Some 30 or 40 worshipers shuffled in on Sunday morning to the basement of Freedom House, a community center in inner-city Boston that is part of Azusa Christian Community. The "altar" (a folding table draped with a brightly colored African linen) was circled by three rows of folding chairs on which had been placed, on alternating chairs, NIV study Bibles. There was no bulletin. The worship songs were familiar choruses, raucously proffered—the love of King Jesus was "tumblin' down" that morning.

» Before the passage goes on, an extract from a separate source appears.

Issue #3156, opened 2019-05-01
Infinitely Polling Custom Data URL When Return Null


jaredbroad:
#### Expected Behavior
Should ping custom data URL's on the resolution step with max 30min, and when no data wait for the next step to poll again.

"Julian" (not his real name) came in and sat down nervously, clutching his Bible. His gold earring jumped out like the exclamation point to his shaved head. His sweater glowed white, and his crisp white pants almost crackled when he sat down.

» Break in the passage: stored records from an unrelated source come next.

Issue #3696, opened 2019-10-08
DynamicSecurityData Performance


Martin-Molinero:
#### Expected Behavior

- `DynamicSecurityData` adds the least amount of performance overhead
#### Actual Behavior

- `DynamicSecurityData` was recently merged on PR https://github.com/QuantConnect/Lean/pull/3631 and it added a mensurable performance overhead (see https://www.quantconnect.com/performance) . Sampling for `BasicTemplateBenchmark`:
![image](https://user-images.githubusercontent.com/18473240/66441039-8fd2af80-ea0b-11e9-98bb-2b47eb3acfa3.png)

#### Potential Solution

- Refactor
#### Reproducing the Problem

Run Lean performance benchmarks
#### System Information

N/A
#### Checklist

- [x] I have completely filled out this template
- [x] I have confirmed that this issue exists on the current `master` branch
- [x] I have confirmed that this is not a duplicate issue by searching [issues](https://github.com/QuantConnect/Lean/issues)

- [x] I have provided detailed steps to reproduce the issue

PR #3714, opened 2019-10-14
Performance improvements v2

Martin-Molinero:
#### Description

- `PortfolioTargetCollection` avoid calling `Count` on
ConcurrentDictionary directly -> has to take all locks
- `SecurityChanges` change Union for Concat since constructor will call
HashSet
- Make `DynamicSecurityData` hold lazy data objects
- `RegisteredSecurityDataTypesProvider` avoid looping over all
registered types, adding `TryGetType`
- `Security.Update()` will not call group by on data since this data is
already grouped by type. Adding `ContainsFillForwardData` will allows to
be lazy and not re loop through the data unless necessary
- `DefaultAlphaHandler` will use the `static`
`Enumerable.Empty<Insight>` instance when possible
- `SubscriptionSynchronizer` will be lazy to construct the
`universeData` dictionary which is not used in most of the times. Will
use `Count` vs `Any` -> `Count` is known by the dictionary
- For python algorithms `JobQueue` will respect `AlgorithmLocation`, was
using unexisting `"algorithm-path-python"`

Commit2
- Stop running threads in unit tests (try to fix travis hangs)

Performance tests `BasicTemplateBenchmark C#`:
`master`
30.69 seconds at 54k data points per second. Processing total of 1,664,679 data points.
30.69 seconds at 54k data points per second. Processing total of 1,664,679 data points.
30.30 seconds at 55k data points per second. Processing total of 1,664,679 data points.
`pr` 
27.89 seconds at 60k data points per second. Processing total of 1,664,679 data points.
27.49 seconds at 61k data points per second. Processing total of 1,664,679 data points.
27.89 seconds at 60k data points per second. Processing total of 1,664,679 data points.

#### Related Issue

Related to https://github.com/QuantConnect/Lean/issues/3696
#### Motivation and Context

Performance 

N/A

Unit and regression tests
#### Types of changes

#### Checklist:

### DIFF
--- a/Common/Securities/Security.cs
+++ b/Common/Securities/Security.cs
@@ -591,26 +591,25 @@ namespace QuantConnect.Securities
         /// on the data provided. Data is also stored into the security's data cache
         /// </summary>
         /// <param name="data">The security update data</param>
-        public void Update(IEnumerable<BaseData> data)
+        /// <param name="dataType">The data type</param>
+        /// <param name="containsFillForwardData">Flag indicating whether
+        /// <paramref name="data"/> contains any fill forward bar or not</param>
+        public void Update(IReadOnlyList<BaseData> data, Type dataType, bool? containsFillForwardData = null)
         {
-            BaseData last = null;
-            foreach (var grp in data.GroupBy(d => d.GetType()))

Julian asked for prayer for his Jewish neighbor during the prayer time. "Yes, Lord. He's my buddy, Lord," he repeated, throughout the petition.

At other junctures during the service, Julian had other things to say. "Pastor," he said, "I thought you were going to be gone today."

"No, Julian," the pastor replied in a quiet voice, "I'm leaving later this afternoon. It's time to settle down, Julian."

And for a while, Julian settled, blurting out random comments only now and then. But at the conclusion of what had become a two-hour worship service, just as the pastor dismissed the worshipers, Julian had one more thing to say. "I have a prayer to the Lord," he said standing up. "Everybody open your Bibles." Those who had started to shuffle out stopped and turned. "Everybody get your Bibles!"

"Julian," the pastor said, "It's time to go. Now say your prayer."

"I'm not going to 'til everybody opens their Bibles," Julian snapped. "This is prayer to the Lord. You mean nobody cares enough to say a prayer to the Lord?"

Departing worshipers looked at Julian and at one another, thinking, Maybe we should open our Bibles.

"Okay, Julian," the pastor continued. "My Bible is open. Say your prayer."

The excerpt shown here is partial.